MATERIAL FOR THIS EXERCISE below:

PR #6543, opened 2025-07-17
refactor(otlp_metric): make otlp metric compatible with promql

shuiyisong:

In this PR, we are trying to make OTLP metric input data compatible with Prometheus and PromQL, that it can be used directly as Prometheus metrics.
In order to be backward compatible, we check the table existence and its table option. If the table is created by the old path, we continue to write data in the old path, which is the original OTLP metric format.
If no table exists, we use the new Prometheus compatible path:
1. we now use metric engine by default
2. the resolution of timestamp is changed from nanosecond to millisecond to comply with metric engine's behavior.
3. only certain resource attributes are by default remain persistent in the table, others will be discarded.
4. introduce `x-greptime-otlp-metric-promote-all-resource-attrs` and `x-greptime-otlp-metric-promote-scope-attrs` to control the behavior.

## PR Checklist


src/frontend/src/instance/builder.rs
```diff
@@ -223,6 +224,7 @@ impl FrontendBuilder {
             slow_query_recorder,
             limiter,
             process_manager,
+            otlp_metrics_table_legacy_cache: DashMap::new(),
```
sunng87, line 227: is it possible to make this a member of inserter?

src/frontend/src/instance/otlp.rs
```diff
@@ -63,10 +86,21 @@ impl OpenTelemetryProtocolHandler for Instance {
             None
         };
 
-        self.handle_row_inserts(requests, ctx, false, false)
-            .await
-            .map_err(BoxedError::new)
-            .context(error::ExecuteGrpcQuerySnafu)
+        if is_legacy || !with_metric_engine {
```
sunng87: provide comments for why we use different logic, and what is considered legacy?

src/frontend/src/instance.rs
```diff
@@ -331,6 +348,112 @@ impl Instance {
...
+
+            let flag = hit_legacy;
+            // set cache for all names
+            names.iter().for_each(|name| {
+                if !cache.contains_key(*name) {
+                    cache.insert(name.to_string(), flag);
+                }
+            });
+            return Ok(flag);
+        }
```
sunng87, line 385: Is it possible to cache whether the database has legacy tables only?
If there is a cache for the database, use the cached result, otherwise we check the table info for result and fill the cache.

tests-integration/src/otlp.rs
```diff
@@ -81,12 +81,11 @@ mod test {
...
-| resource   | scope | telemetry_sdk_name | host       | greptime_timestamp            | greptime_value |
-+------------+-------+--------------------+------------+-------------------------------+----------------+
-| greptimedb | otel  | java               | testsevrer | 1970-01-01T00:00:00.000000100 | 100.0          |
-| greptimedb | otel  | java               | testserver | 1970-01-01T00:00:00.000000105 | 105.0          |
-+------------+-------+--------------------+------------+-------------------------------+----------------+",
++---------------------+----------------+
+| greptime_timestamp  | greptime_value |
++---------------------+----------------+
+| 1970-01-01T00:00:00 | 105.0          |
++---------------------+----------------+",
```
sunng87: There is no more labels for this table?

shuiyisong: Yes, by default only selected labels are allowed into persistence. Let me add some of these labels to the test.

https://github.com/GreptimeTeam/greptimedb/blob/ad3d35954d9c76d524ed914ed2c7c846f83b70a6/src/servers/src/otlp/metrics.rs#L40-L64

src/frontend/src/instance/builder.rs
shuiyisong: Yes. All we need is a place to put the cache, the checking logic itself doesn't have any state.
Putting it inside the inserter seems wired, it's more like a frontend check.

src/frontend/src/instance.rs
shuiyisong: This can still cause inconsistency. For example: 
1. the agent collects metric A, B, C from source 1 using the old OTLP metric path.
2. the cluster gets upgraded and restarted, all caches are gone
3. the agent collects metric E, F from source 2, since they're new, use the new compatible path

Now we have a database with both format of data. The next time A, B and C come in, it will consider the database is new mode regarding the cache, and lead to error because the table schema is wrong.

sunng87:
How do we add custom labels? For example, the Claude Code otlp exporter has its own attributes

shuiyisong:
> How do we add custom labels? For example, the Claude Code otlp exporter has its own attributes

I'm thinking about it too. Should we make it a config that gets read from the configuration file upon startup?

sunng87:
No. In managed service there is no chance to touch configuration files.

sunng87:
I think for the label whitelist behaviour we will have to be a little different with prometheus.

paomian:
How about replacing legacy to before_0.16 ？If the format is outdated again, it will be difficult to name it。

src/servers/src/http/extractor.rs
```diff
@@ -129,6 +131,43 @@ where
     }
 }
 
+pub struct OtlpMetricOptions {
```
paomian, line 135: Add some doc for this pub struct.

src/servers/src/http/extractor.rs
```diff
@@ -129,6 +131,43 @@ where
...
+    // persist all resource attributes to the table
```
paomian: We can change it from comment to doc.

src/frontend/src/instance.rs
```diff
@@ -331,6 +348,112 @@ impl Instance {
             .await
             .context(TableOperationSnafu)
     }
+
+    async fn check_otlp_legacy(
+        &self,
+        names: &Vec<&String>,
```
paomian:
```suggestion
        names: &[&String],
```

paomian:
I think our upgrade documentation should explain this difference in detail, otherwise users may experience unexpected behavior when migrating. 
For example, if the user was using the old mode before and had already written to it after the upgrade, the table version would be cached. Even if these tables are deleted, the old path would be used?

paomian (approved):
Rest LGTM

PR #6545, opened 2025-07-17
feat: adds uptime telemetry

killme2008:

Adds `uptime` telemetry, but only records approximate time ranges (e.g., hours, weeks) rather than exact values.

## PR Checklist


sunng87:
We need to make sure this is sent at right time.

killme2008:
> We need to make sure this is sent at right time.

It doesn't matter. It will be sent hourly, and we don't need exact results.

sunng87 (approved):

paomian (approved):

End of MATERIAL FOR THIS EXERCISE.
MATERIAL FOR THIS EXERCISE below:

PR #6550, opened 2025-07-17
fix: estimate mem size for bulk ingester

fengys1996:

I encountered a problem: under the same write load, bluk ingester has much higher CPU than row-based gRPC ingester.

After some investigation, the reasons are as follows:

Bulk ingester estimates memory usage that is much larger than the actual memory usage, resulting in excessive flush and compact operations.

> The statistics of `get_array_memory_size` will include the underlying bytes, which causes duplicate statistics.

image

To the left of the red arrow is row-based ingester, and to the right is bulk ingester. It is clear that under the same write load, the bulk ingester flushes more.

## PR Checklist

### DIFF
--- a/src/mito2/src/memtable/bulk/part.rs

End of MATERIAL FOR THIS EXERCISE.
MATERIAL FOR THIS EXERCISE below:

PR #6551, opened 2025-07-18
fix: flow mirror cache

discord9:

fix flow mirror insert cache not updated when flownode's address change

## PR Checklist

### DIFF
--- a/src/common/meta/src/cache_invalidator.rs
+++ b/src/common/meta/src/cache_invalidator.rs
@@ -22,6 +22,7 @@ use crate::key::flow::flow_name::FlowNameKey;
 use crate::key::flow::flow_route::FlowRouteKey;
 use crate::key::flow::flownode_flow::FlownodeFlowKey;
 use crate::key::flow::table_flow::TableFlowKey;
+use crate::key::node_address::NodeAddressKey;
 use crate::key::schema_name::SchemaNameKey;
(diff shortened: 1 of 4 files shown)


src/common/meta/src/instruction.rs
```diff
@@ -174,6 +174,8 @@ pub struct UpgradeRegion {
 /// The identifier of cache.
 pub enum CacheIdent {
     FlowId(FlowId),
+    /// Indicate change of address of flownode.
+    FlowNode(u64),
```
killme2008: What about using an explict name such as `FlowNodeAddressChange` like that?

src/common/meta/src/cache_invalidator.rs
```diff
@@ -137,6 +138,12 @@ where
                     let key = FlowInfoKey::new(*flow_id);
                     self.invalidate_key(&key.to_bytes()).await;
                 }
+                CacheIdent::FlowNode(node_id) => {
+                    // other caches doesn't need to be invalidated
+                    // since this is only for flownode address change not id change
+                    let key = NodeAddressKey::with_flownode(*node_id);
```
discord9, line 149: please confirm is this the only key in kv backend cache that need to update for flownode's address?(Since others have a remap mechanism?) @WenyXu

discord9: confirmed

End of MATERIAL FOR THIS EXERCISE.

YOUR TASK
Find the word "tables" in the entries and show each line where it is found.

SOLUTION BELOW
sunng87, line 385: Is it possible to cache whether the database has legacy tables only?
For example, if the user was using the old mode before and had already written to it after the upgrade, the table version would be cached. Even if these tables are deleted, the old path would be used?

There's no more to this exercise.